Generate content. Run the checks. Fix the issues. Regenerate if needed. The --pass2-only flag from the generation script means I can regenerate just the prose while keeping the structured data (ratings, festivals) intact. So when the tone check flags a file, I don't have to start from scratch. Just rerun the writing pass.

This cycle — generate, check, fix, regenerate — is essentially what a human editor does, but faster and more consistent across hundreds of files. It doesn't replace human judgement. I still review the English files myself. And iterating on those, seeing the checks catch real problems and the rewrites actually fix them, built my confidence that the same process was working for the languages I can't read. It means I'm reviewing a handful of flagged files instead of the full set. That's a much better use of my time.

Lessons

A few things I took away from this:

If you generate content with AI, you need AI-assisted QA too. The generator and the reviewer are doing fundamentally different jobs. The generator is creative and expansive. The reviewer is critical and precise. Splitting these roles — rather than hoping the generator gets everything right first time — produces better outcomes with less manual effort.

Define your quality criteria before you build the checks. I was lucky that the locale guidance (register, tone, avoid words) already existed in my config files because I needed it for the generation prompts. Having clear, machine-readable rules made the quality checks much easier to build. If I'd tried to build the checks first without defining what "good" looks like, I'd still be going in circles.

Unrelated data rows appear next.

PR #454, opened 2021-11-09
[Language server] Properly resolve let and function bindings

ysndr:
The previous approach used the target type to type let idents and function declarations. During typechecking new type variables are created for inferred binding types.
This PR makes use of this fact by allowing to retype indexed idents while in scope


yannham (approved):
There is a merge conflict to solve, but otherwise it works and LGTM.

PR #458, opened 2021-11-10
Demonstrate the difference between seq and deepSeq in their documentation examples

silverraven691:
Hello,

This adds a case in which seq and deepSeq differ, hopefully demonstrating their difference

Thanks


yannham (approved):
Useful precision. Thanks!

Issue #422, opened 2021-10-19
User-defined types


thufschmitt:
**Is your feature request related to a problem? Please describe.**

Maybe I just missed it, but it seems that there’s no way to define (name) custom static types.

**Describe the solution you'd like**

A syntax allowing me to (for example):

```nickel
let type t = { foo: Num } in
[ { foo = 1 }, { foo = 2 }] : t
```

**Describe alternatives you've considered**

Use contracts everywhere instead, something like:

```nickel
let t = { foo | Num} in
[ { foo: 1 }, { foo: 2 }] | List #t
```

But that’s a bit of a shame

yannham:
Sorry, I missed this. But I think @litchipi is now on it, right?

regnat:
> Sorry, I missed this. But I think @litchipi is now on it, right?

Yes, he is :) We’re supposed to discuss this offline next week

regnat:
We’ve had a bit of chat with @litchipi about that.

This is actually a bit more involved than what I initially though, in particular because the built-in types are currently hardcoded whithin the interpreter − [the definition of types](https://github.com/tweag/nickel/blob/edb09ea346b9891abd88b7d5dc88920c8a68aa00/src/types.rs#L71) explicitly lists the existing builtin types − meaning that the issue is not just a syntactical one (define new type aliases), but also a typing one (extend the typechecking to also handle type aliases).

As a rough implementation plan, this would mean something like:
1. Extend the definition of types to also include a reference to an identifier (similar to the `Var(Indent)` case, but for concrete types rather than type variables).
2. Extend the typechecking algorithm to handle these types properly (including being careful with recursive types). Probably means passing a new “type aliases” environment to be able to resolve type aliases.
3. Add a syntax to define these aliases.
  I suspect we might also want this syntax to define a corresponding contact at the same time, although the exact semantics are a bit fuzzy.

Another option would be to inline all the type aliases before starting the actual type-checking, but that might not make things simpler, and that means forbidding recursive types altogether (because they would expand to an infinite type), which is probably too restrictive in practice (well, I guess it is, maybe I’m wrong here).

(@litchipi don’t hesitate to correct me if there’s anything wrong or missing)

litchipi:
One idea would be to have a unified type definition, and create pre-defined types `type Num = %num%`, `type Str = %str%`, etc ... to handle builtins types, while having a unified type definition system when handling variables or fields.
[...]

PR #464, opened 2021-11-17
Implement User-defined types with TypeAliasEnv to store recurrent type definitions

litchipi:
Implement user-defined types definition using a new syntax `let type ... in ...`.
Uses a TypeAliasEnv to store user-defined types and replace the `ident` given with the definition stored when performing typchecking and transformation.

The changes looks big because it adds an environment in places where they weren't before, but to keep it simple:
- If we encounter a `Term::TypeAlias(ident, type)`, we store the `type` in the environment with key `ident`
- Later on the process (typecheck or transform), if we encounter the type definition `ident`, we fetch the `type` from the environment and perform the operations on it instead.

Quick Nickel code to test it out:
```
let type recType = { foo: Num } in
let type mapType = forall a b. (a -> b) -> List a -> List b in 

let mylib = {
    mymap : mapType = fun f l => %map% l f,
    mymap_standard : forall a b. (a -> b) -> List a -> List b = fun f l => %map% l f,
    recTest1 : recType = { foo = 4 },
    recTest2 : recType = { foo = 5 },
} in 

{
    test = mylib.mymap (fun x => x * 2) [2, 4, 6, 8, 10, 12],
    test_standard = mylib.mymap_standard (fun x => x * 2) [2, 4, 6, 8, 10, 12],

    testrec1 = mylib.recTest1,
    testrec2 = mylib.recTest2,
}
```
Everything should work well, and inducing an error like `recTest2 : recType = { foo = 5, bar = false},` should return a typechecking error with the corresponding hints as if the type alias was written by hand.

Feature request #422

### DIFF
--- a/examples/user-defined-types/user-defined-types.ncl
+++ b/examples/user-defined-types/user-defined-types.ncl
@@ -1,0 +1,34 @@
+typealias Type1 = { foo: Num, bar: Str } in
+typealias Type2 = { rec: Type1, foobool: Bool } in
+typealias Type3 = { recrec: Type2, rec: Type1, foo: Num } in
+
+typealias FctType = forall a b. (a -> b) -> List a -> List b in
+
+let maptest : forall a b. (a -> b) -> List a -> List b = fun f l => %map% l f in
+//let map1 : FctType = fun f l => %map% l f in
+//let map2 : FctType = fun f l => %map% l f in
+
+let f = fun x => x in
+
+{
+    mylist0 = maptest (fun z => z*4) [4, 6],
+//    mylist1 = map1 (fun x => x*2) [3, 5],
+//    mylist2 = map2 (fun y => y*5) [5, 10],
+
+//    outofscope_type = (typealias foo = Num in (f (0 : foo)) : foo) + (f 5),
+
+    data : Type3 = {
+        recrec = {
+            rec = {
+                foo = 3,
+                bar = "recrec",
+            },
+            foobool = false,
+        },
+        rec = {
+            foo = 5,
+            bar = "rec",
+        },
+        foo = 42,
+    },
+}
--- a/src/error.rs
+++ b/src/error.rs
@@ -418,9 +418,6 @@ impl ParseError {
                 InternalParseError::Lexical(LexicalError::InvalidAsciiEscapeCode(location)) => {
                     ParseError::InvalidAsciiEscapeCode(mk_span(file_id, location, location + 2))
                 }
-                InternalParseError::UnboundTypeVariables(idents, span) => {
-                    ParseError::UnboundTypeVariables(idents, span)
-                }
             },
         }
     }
--- a/src/eval.rs
+++ b/src/eval.rs
@@ -614,26 +614,7 @@ where
                 }
             },
             Term::Promise(ty, mut l, t) => {
-                l.arg_pos = t.pos;
-                let thunk = Thunk::new(
-                    Closure {
-                        body: t,
-                        env: env.clone(),
-                    },
-                    IdentKind::Lam(),
-                );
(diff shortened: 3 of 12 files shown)


regnat:
Thanks a lot! I’ll try to have a look at it before the end of the week.

Note that the test don’t seem to pass right now

litchipi:
Yeah, forgot to run `cargo test` before pushing :-|

To explain a bit this is what happening right now:
- There was a little mistake in the code during the `check_unbound` function in the parser, that made it ignore everything
- After it was fixed, I saw that the parser is going bottom to top, and so when the user-defined types are encountered, they are not yet in the env and are treated as unbound
- After discussion with @yannham, everything related to the type environment and `check_unbound` operation should be removed from the parser section and only set in the later `typecheck` and `transform` sections.
- Used during these sections, the `traverse` function goes bottom to top and so raises the same issue than the parser before
- Rewriting the `traverse` function top to bottom raises a nasty stack-overflow error after a recursion loop, due to the `share_normal_form::transform_one` operation
- I'm trying to fix this issue, along with rewriting `traverse` so it doesn't use recursion anymore

So before it gets merged, this feature may require a few PR for the preparatory changes first.

litchipi:
Some progress: 
- Modified the `let type` to `typealias` keyword to avoid collision with somewhat frequent `type` word in configurations
- Fixed everything so the custom records types definitions are working
- Still a bug with type inference related to #360 , that makes `cargo test` fail, along with any custom function types (exemple: `typealias FctType = forall a b. (a -> b) -> List a -> List b in`).

Needed to implement several changes that should maybe have their own PR:
- Removed `Term::Promise` from `eval` (apparently should be removed from Nickel totally)
- Implemented TypeClosures in typecheck process to keep an environment going while performing the checks (same as `eval`)
- Removed any variable binding checks from the parser. (along with the `unbound_type_variable` test in the parser)

However I'm quite stuck on the final bug, and I feel the implementations I did are heavy (a lot of clones going on), and would love some help about it.

litchipi:
Added a (somewhat ugly) type alias resolution inside the typechecking of MetaValue types (aka Promises), and that makes the example work.

However, the following code should work, and it doesn't:
```
let f = fun x => x in
{
    outofscope_type = (typealias foo = Num in (f (0 : foo)) : foo) + (f 5),
}
```
I think it has to do with environments and scope, but I don't really have a clue on how to fix this.

litchipi:
I'd like your opinions on the syntax to adopt for this new feature, random choices are:
1. `let type <ident> = <def> in <term>`: (Raises some issues because of the introduction of the `type` keyword)
2. `typealias <ident> = <dev> in <term>`
3. `let <ident> : <def> in <term>`: (Could have the confusion with variables definition there)
4. `infer <ident> = <dev> in <term>`

Any other ideas are welcomes

yannham:
1. `let type` is indeed annoying because I guess several JSON schemas have "types" field sprinkled everywhere, so we better not have it as a keyword (fields can still be quoted, but that's a bit annoying).
2. No opinion. A bit long but not bad per se
3. `let <ident> : <def> in <term>` is confusing, IMO. Usually `x : T` means `x` is of type `T`. If `x` is itself a type, then it usually refers to "types of types" (aka kinds). For example in Nickel, `let x : Type = exp in exp` already exists and has a different meaning. It would be confusing.
4. I'm not in favor of this one, because we don't infer anything, we just assign a type to an identifier.

Random proposition from existing languages (e.g. Haskell): `newtype t = Foo in ...`.

litchipi:
A new (almost working) version has been created on top of the latest code from #470 (and rebased on latest master).

The code 
```
 outofscope_type = (typealias foo = Num in (f (0 : foo)) : foo) + (f 5)
```
still doesn't work however

PR #469, opened 2021-11-19
Creating a 2-step process, top-to-bottom and bottom-to-top for transormation phase

litchipi:
Modifies the `traverse` function that is responsible for applying the contracts and sharing the normal form of a RichTerm.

This applies beyond content. Any time you're using AI to produce output at scale — code, data, reports, whatever — think about what your quality gate looks like. How will you know if the output is wrong? If the answer is "someone will notice eventually", you probably need a check.

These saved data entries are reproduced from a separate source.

PR #471, opened 2021-11-22
[Language server] Recursive records

ysndr:


lsp/nls/src/linearization.rs
```diff
@@ -80,6 +128,146 @@ impl BuildingExt for Linearization<Building<BuildingResource>> {
...
+            }
+
+            if let Some(referenced_id) = referenced_id {
+                self.add_usage(referenced_id, *child_item);
+            }
+        }
+
+        if !unresolved.is_empty() {
+            debug!("unresolved references: {:?}", unresolved);
+            self.resolve_record_references(&unresolved);
```
yannham, line 267: It seems the following is happening:

- the caller of `resolve_record_references` is building a vector, that is then passed the function as a slice. But is not used thereafter by the caller.
- this function loops on the slice, and build a second vector, and then calls itself recursively.

To avoid a bit of fuss, it may be simpler to just pass an owned vector, that you populate and pop in a while loop (or a queue, if you need to preserve order while iterating, or a pointer to a vector). This is not really important though, just a suggestion, to avoid recursion, as you already have to loop anyway.

lsp/nls/src/linearization.rs
```diff
@@ -100,7 +288,7 @@ pub struct AnalysisHost {
     /// in their own scope immediately after the record, which
     /// gives the corresponding record field _term_ to the ident
     /// useable to construct a vale declaration.
-    record_fields: Option<(usize, Vec<Ident>)>,
+    record_fields: Option<(usize, Vec<(usize, Ident)>)>,
```
yannham, line 291: It may be  useful to use a type alias for `usize`, to know what it means. I guess those are UIDs? It's not easy to know at first sight if this is supposed to be a length, an identifier, or something else. I am not saying it has to be done in this PR, but just as a general suggestion.

lsp/nls/src/linearization.rs
```diff
@@ -347,11 +517,28 @@ impl Linearizer<BuildingResource, (UnifTable, HashMap<usize, Ident>)> for Analys
...
     fn linearize(
         self,
-        lin: Linearization<Building<BuildingResource>>,
+        mut lin: Linearization<Building<BuildingResource>>,
         (table, reported_names): (UnifTable, HashMap<usize, Ident>),
     ) -> Linearization<Completed> {
-        let mut lin_ = lin.state.resource.linearization;
         eprintln!("linearizing");
+
+        let defers: Vec<(usize, usize, Ident)> = lin
```
yannham, line 525: Does this mean we make a full pass on the linearization just to find potential deferred usage? Would there be a way to remember indices of deferred item along the way to avoid this? Not saying this should be done in this PR, but just to know.

yannham (approved):
General approach LGTM.

When trying the feature I had a few neovim freezes. But TBH it was hard to reproduce, and I can't be sure this has anything to do with the LSP. Although, I tend to see a pattern where sending a command while the LSP is rebuilding the linearization after a change may mess things up, but I can't be sure. Maybe tracing information will clear this up for us.

Otherwise it seems to work as intended.

lsp/nls/src/linearization.rs
```diff
@@ -64,6 +78,40 @@ impl BuildingExt for Linearization<Building<BuildingResource>> {
...
 
+    fn register_fields(
+        &mut self,
+        record_fields: &HashMap<Ident, RichTerm>,
+        record: usize,
+        scope: Vec<ScopeId>,
+        env: &mut Environment,
+    ) {
+        for (ident, value) in record_fields.into_iter() {
+            let id = self.id_gen().take();
```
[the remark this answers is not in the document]
ysndr: The semantics of the idGen are indeed a bit weird i admit.
`take()` was chosen as it takes the current id, after which it becomes "inaccessible " i.e. the next id is prepared. I thought about `next()` but that sounds like it would give you the increased value. In that sense `take()` resembles a `i++` while `next()` (at least in my mind) is a `++i`

lsp/nls/src/linearization.rs
```diff
@@ -64,6 +78,40 @@ impl BuildingExt for Linearization<Building<BuildingResource>> {
...
+            self.push(LinearizationItem {
+                id,
+                pos: ident.1,
+                // temporary, the actual type is resolved later and the item retyped
+                ty: TypeWrapper::Concrete(AbsType::RowEmpty()),
```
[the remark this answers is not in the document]
ysndr: Yes `dyn` would be possible too, but in the end this part only gets executed for fields  nickel will actually always retype. If for some change in nickel itself this is not done at any point, being record fields "empty row" sounded more appealing than `Dyn`.

lsp/nls/src/linearization.rs
ysndr: Yes that would be a clearer solution.

lsp/nls/src/linearization.rs
ysndr: Yes right now its filtering the linearization for deferred usages. I could track them in the building type if filtering them is too much work.

lsp/nls/src/linearization.rs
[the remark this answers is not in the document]
yannham: IMO the increased value is not relevant to the API of `IdGen`. How does `IdGen` generate unique consecutive IDs is implementation detail. The thing is, as a consumer of `IdGen`, what this function does is to provide you with the next consecutive & unique id available, which is why I tend to think `next` would make more sense. Even more because `take` is used a lot for something quite different in Rust (taking ownership of an inner value, replacing it with a default one).

lsp/nls/src/linearization.rs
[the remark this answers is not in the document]
yannham: The thing is an empty row doesn't make sense as the type of a value. For that matter, rows only make sense when they appear inside a record type. That is, a record type is a sequence of rows, where each row is a field name plus a type. Currently rows are part of `Types` for simplicity, but should probably refactor those as `Types` and `Rows` to make those constraints clearer. My point is, you can have a `Record(EmptyRow())` (this is `{}`). But that a **value** has a naked row as a type is not possible in a normal program, and is not really meaningful. Even more when this type is `EmptyRow`: what would that mean? Outside of the LSP, the typechecker would assign the type `Dyn` to fields outside of a statically typed block.

lsp/nls/src/linearization.rs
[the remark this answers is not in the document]
ysndr: Hm I think it is somewhat important to know that a call to `take` means the **next** call to `id` will give a new/different id `take`. I see though how "take" is an overloaded term in rust, but so is "next" (especially thinking about the semantics). how about "advance" or "get_and_advance"?

lsp/nls/src/linearization.rs
ysndr: Its technically in the nls crate (by implementation). It becomes very mixed up with nickel and nls as I would need to pass down the trace identifier (currently Req. Id) but that looks to create more trouble than it solves maybe

yannham: Got it, let's forget it for now then.

lsp/nls/src/linearization.rs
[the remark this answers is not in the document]
yannham: Oh, because there's also a method to get the current `id`. My bad then. I personally like `advance` better, yes (a bit like `remove`, it does something and return the state before we did the thing). But you know, names and color. Do as you think is best.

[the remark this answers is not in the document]
ysndr: I documented the IdGen methods a bit and call tehm `get`/`get_and_advance` that should be clearer now

lsp/nls/src/linearization.rs
ysndr: Yes its Inearization item id's (which are indexes during the `Building` phase but thats a different matter)
I agree, we should have these be more clear throughout the module

yannham:
@ysndr it's good to merge then, if you're done.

I was also a little surprised at how much this changed my confidence in the generated content. Before the checks I was nervous about publishing. After, I felt much more comfortable. Not because the checks are perfect — they're not — but because I know the obvious problems have been caught. That psychological shift matters when you're deciding whether to hit publish.

More to do

I have a nice automated process for creating content now. I am happy with the result and I have good feedback (human and AI) concerning the tone of voice and overall low level of AI sloppiness. The quality is high, but noticeably less so for the Korean translations. Probably because AI models have much more reference data in English and related languages. The prompts are working well but because of the order I approached this, there are some assumptions baked in around the kind of rules that exist in certain languages. I went English to Germanic and Romance languages to Thai, roughly in that order, and the assumptions I started with are starting to show as I move into less familiar language structures. I will need to step back and fold some of my learnings in before I attempt the next set of languages on my target list: Simplified Chinese, Traditional Chinese, and Cantonese.

What I am starting to see, though, is the outline of something bigger. Right now this is a manually triggered pipeline: I decide which locations to write about, kick off the generation, run the quality checks, review the flagged ones, and publish. But most of those steps don't actually need me. The live site already has search analytics. It would not be a huge leap to have a pipeline that spots locations people are searching for that don't have content yet, generates it, runs the quality gates, and publishes anything that passes cleanly. The ones that don't pass get queued for a human to look at. A content pipeline that grows the site based on actual demand, with me only stepping in when something needs fixing. I am not there yet, but the pieces are falling into place.